* TASK INPUT:

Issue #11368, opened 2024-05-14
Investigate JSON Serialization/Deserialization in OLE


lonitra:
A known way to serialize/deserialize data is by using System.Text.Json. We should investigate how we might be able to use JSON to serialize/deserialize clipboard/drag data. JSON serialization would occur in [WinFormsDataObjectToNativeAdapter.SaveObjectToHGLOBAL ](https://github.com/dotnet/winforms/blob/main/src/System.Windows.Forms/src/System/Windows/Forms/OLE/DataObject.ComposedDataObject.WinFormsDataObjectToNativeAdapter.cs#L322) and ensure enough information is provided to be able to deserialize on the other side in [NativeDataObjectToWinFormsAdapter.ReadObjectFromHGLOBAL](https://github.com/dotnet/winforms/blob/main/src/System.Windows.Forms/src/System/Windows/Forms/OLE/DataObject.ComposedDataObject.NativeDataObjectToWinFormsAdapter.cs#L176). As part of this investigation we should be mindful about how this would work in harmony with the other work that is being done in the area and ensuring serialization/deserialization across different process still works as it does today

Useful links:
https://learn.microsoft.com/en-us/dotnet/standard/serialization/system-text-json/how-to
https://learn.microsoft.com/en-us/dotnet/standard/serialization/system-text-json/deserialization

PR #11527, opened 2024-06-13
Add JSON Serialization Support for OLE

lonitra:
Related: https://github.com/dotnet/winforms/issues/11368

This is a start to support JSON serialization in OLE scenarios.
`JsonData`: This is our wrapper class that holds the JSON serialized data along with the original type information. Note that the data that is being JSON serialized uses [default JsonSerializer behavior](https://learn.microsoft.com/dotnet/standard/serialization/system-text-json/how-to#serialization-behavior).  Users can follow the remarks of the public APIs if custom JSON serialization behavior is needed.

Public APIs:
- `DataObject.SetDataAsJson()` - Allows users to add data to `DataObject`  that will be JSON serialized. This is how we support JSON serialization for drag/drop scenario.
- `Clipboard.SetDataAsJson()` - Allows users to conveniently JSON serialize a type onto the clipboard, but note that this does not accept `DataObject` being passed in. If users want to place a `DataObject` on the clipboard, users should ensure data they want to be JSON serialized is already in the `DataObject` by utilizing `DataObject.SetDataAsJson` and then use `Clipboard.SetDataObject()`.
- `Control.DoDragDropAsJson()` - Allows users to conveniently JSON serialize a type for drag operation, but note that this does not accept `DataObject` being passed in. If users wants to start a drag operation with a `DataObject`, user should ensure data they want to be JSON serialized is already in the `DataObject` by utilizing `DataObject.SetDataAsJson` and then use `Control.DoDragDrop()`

* WORK ITEM: The only thing to give is how many lines of the listing include the word "drag".

* RESPONSE TO THIS TASK: 3